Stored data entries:

PR #785, opened 2024-03-19
[24.0] Obsolete legacy BusinessChart addin

stkillen:
#### Summary 
The control addin "Microsoft.Dynamics.Nav.Client.BusinessChart" was removed from the App DB in version 24.0. Any usages of this will fail or new tenants.

Introduce this addin as Obsolete = Pending to ensure that the removal from the App DB is non-breaking.

#### Work Item(s) 
Fixes [AB#507953](https://dynamicssmb2.visualstudio.com/Dynamics%20SMB/_workitems/edit/507953)

### DIFF
--- a/src/System Application/App/ControlAddIns/src/MicrosoftDynamicsNavClientBusinessChart.ControlAddin.al
+++ b/src/System Application/App/ControlAddIns/src/MicrosoftDynamicsNavClientBusinessChart.ControlAddin.al
@@ -1,0 +1,60 @@
+#if not CLEAN24
+// ------------------------------------------------------------------------------------------------
+// Copyright (c) Microsoft Corporation. All rights reserved.
+// Licensed under the MIT License. See License.txt in the project root for license information.
+// ------------------------------------------------------------------------------------------------
+
+namespace System;
+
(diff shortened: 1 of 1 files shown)


darjoo (approved):

src/System Application/App/ControlAddIns/src/MicrosoftDynamicsNavClientBusinessChart.ControlAddin.al
```diff
@@ -0,0 +1,60 @@
+#if not CLEAN24
+// ------------------------------------------------------------------------------------------------
+// Copyright (c) Microsoft Corporation. All rights reserved.
+// Licensed under the MIT License. See License.txt in the project root for license information.
+// ------------------------------------------------------------------------------------------------
+
+namespace System;
```
stkillen: Ideally should not be within a namespace, but globally available until removed.

```suggestion
```

AndreasMoth (approved):

darjoo (approved):

JesperSchulz (approved):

### [Action item]
Beginning with the first line above, could you copy every line exactly, up to and including the one with "The control addin"?

### [Output for this exercise]
PR #785, opened 2024-03-19
[24.0] Obsolete legacy BusinessChart addin

stkillen:
#### Summary 
The control addin "Microsoft.Dynamics.Nav.Client.BusinessChart" was removed from the App DB in version 24.0. Any usages of this will fail or new tenants.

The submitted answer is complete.